To no one’s surprise, the manufacturers weren’t delighted about being forced to clean up after themselves, and have unleashed intense lobbying to push back against it, spreading, one campaigner tells us, disinformation about how the whole thing will work. Under this torrent of lobbying, the scheme, now overseen by Green minister Lorna Slater, has repeatedly been delayed, but is due to finally launch this summer. The lobbyists are, as you would expect, squealing again.

Then, earlier this month, the Scottish secretary Alister Jack announced that he probably wouldn’t let the scheme go ahead. Until 2020, such a statement would have been absurd: this is a devolved matter. On what grounds could he block it?

But in 2020, as part of the Brexit process, the UK government introduced its Internal Market Act. Under these new rules, regulations on business have to be the same across the UK. To get an exemption – in other words, for the Scottish, Welsh or Northern Irish legislatures to use huge swathes of their powers – they need permission from Westminster.

Take the energy bill, which is currently passing through Westminster.

On Friday, the Scottish parliament’s Net Zero, Energy and Transport Committee published a report on the evidence it has gathered on the legislation.

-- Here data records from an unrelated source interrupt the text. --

PR #3222, opened 2021-11-17
CI: use libboost-math-dev instead of libboost-all-dev

cce:
## Summary

## Test Plan

Builds should pass as before. Now that we are no longer using Travis for Linux builds, the side effect of libboost-all-dev installing make and other missing build tools on Travis encountered in #2717 is no longer a concern.


cce:
I broke this PR, it should be #3223 instead

PR #3228, opened 2021-11-18
Fix OnCompletion flag for `goal app method`

jasonpaulos:
## Summary

Fix the `--on-completion` flag for `goal app method`, introduced in #3088.

## Test Plan

Added test to `test/scripts/e2e_subs/e2e-app-abi-add.sh`

### DIFF
--- a/cmd/goal/application.go
+++ b/cmd/goal/application.go
@@ -53,7 +53,7 @@ var (
 
 	extraPages uint32
 
-	createOnCompletion string
+	onCompletion string
 
 	localSchemaUints      uint64
 	localSchemaByteSlices uint64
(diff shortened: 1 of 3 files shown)


ahangsu:
Looks pretty legit. I think it should be good to go once test (and related e2e test) passed.

cmd/goal/application.go
```diff
@@ -120,6 +120,7 @@ func init() {
 
 	methodAppCmd.Flags().StringVar(&method, "method", "", "Method to be called")
 	methodAppCmd.Flags().StringArrayVar(&methodArgs, "arg", nil, "Args to pass in for calling a method")
+	methodAppCmd.Flags().StringVar(&onCompletion, "on-completion", "NoOp", "OnCompletion action for application transaction")
```
jasonpaulos, line 123: This is the important part that was missing. Everything else is just a name change from `createOnCompletion` to `onCompletion`

ahangsu: Yes, I think this is what cobra should do to have a default `NoOp` for onCompletion in method.

jannotti (approved):
This looks good.  If I'm understanding properly, we _only_ supported on-completion for app create before?  Why not for normal app calls?

That's certainly a little outside what we're doing with the ABI work right now, but would it be reasonable to add the flag to that as well?

jasonpaulos:
The `--on-completion` flag was previously used only for `goal app create` because every OnCompletion value was baked into the subcommand. E.g. `goal app call` implies NoOp, `goal app optin` implies OptIn, etc.

jannotti:
> The `--on-completion` flag was previously used only for `goal app create` because every OnCompletion value was baked into the other subcommands. E.g. `goal app call` implies NoOp, `goal app optin` implies OptIn, etc.
> 
> Maybe there is value in supporting it for `goal app call`, but really it's just as easy to use the subcommand name as the OnCompletion value.

I see, yeah, that's true, as long as `goal app optin` supports all the usual arg and foreign array building flags.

The committee – which is chaired by Tory MSP Edward Mountain – expressed shock at how Westminster had behaved. The legislation, which interacts a fair amount with Scotland because much of the UK’s energy infrastructure – particularly offshore wind – is in Scotland, had first been shown to the relevant Scottish minister the day before it was published. The Scottish government had written to the UK government highlighting a number of issues with the bill but, months later, has had no substantive response.

Most worryingly, the UK government is giving itself the power to pass orders in what it calls “important devolved areas”. While UK ministers will have to consult Scottish ministers when they do so, they do not need their consent: in other words, Scottish ministers will be told, but won’t be able to say no.

Or we could talk about how levelling up funds have been allocated in recent years.

When we were in the EU, the equivalent cash was distributed through Holyrood – all such spending decisions have been made by the Scottish government since 1999.

But the 2020 act, as well as restricting where Holyrood can legislate, also empowered Westminster, allowing it to make spending decisions on things like distribution of money for regional development funds within Scotland. As Scottish minister Richard Lochhead said in a 2021 letter to the UK’s minister for local government, the new approach allows it to undermine key strategies of the Scottish government. How, for example, can Scotland develop a more coherent transport strategy if Westminster is funding projects in Scotland based on its own, different, criteria?

And in some cases, there seem to be direct attempts to exploit what the Tories see as political weaknesses. The A96, which runs from Aberdeen to Inverness and through Scottish Tory leader Douglas Ross’s constituency, has one lane each way for most of its length. There have long been calls from some to dual it, which have been opposed by environmentalists and others. In 2021, the UK government said it ‘could step in’ and deliver the project. Then in last week’s budget, the UK government announced it is funding a bridge, also in Ross’s constituency. Of course, those who want the road or bridge built will be happy, but having two governments running parallel transport strategies is not exactly sensible, and how is the Scottish government meant to meet its climate targets if Westminster keeps randomly funding pork-barrel road projects?

And of course, all of this is before we talk about permission for an independence referendum.

Individually, these policies have their supporters and detractors. But put them together, and one thing becomes clear: the Westminster government is working to attack Holyrood. More than at any point since the start of devolution, the Tories are trying to claw powers back from the Scottish parliament.

When the new first minister arrives, we can expect the UK government to test them by renewing this wave of assaults on Scottish democracy. If they don’t resist, then expect the Scottish parliament to see itself stripped of ever more powers.